■ **TASK ITEM**
In the data below, find each line containing the string "IGrainContext" and return it.
---*---
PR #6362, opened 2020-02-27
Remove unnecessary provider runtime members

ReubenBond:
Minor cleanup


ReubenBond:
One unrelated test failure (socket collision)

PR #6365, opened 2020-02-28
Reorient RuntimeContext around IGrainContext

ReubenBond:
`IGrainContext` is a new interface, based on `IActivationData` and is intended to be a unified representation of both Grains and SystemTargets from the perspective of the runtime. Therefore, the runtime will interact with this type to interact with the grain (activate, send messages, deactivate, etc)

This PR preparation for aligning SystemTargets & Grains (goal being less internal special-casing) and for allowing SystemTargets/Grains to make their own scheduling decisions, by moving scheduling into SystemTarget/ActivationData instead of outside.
---*---
■ **EXERCISE ANSWER**
Reorient RuntimeContext around IGrainContext
`IGrainContext` is a new interface, based on `IActivationData` and is intended to be a unified representation of both Grains and SystemTargets from the perspective of the runtime. Therefore, the runtime will interact with this type to interact with the grain (activate, send messages, deactivate, etc)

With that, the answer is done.